The purpose of this work is to develop a new framework for the segmentation of the thalamus in magnetic resonance brain images. Segmentation of the thalamus is difficult and challenging because the structure boundaries may be blurry or even missing, and the surrounding background is full of irrelevant edges. To tackle these problems, we propose a novel method for segmenting the thalamus that combines multiple registration methods and a level set fusion strategy. The multiple registration methods are implemented by registering multiple atlas images to the target image using ANTS and DRAMMS. The incorporation of the level set fusion strategy enables the method to segment a thalamus with poor image contrast and to increase the robustness against errors in the registration procedure.

Multi-atlas segmentation is strongly dependent on the accuracy of registration. Using multiple registration methods can combine the complementary advantages of the different registration methods and can effectively reduce the registration errors. In the level set framework, the image based term guides the level set evolves toward the desired boundary of thalamus, the fusion term fuses the propagated labels and the regularization term maintains a regular shape. The level set formulation takes into account both the image information and the regularity of the thalamus. It can fuse the labels and correct registration errors simultaneously.

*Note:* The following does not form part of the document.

PR #781, opened 2026-07-27
fix(connect): classify Core's typed SCPI-init error so it stops reaching Sentry

### LINKED ISSUE #775: bug: SCPI-init connect-classification arm is dead code against Core 1.3.0 (typed ScpiInitializationErrorException no longer derives from InvalidOperationException)
## Summary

The proposed method has been evaluated on a brain MR image database consisting of thirty-five patients and was further compared with several state-of-the-art brain MR segmentation algorithms using various evaluation metrics. Experimental results demonstrate that: 1) our multi-method outperforms label fusion using single registration method, and 2) the proposed method consistently achieves higher segmentation accuracy than any of the other methods under comparison.

If there is no correspondence between the target images and the atlas images, no label is propagated. This prevents an incorrect label from being introduced into the estimation of the final segmentation. Thus, further work is needed to improve the robustness of this level set label fusion method to a large diversity of pathologies and anatomical structures, such as lesions or tumors and to use this technique to potentially detect these pathological patterns.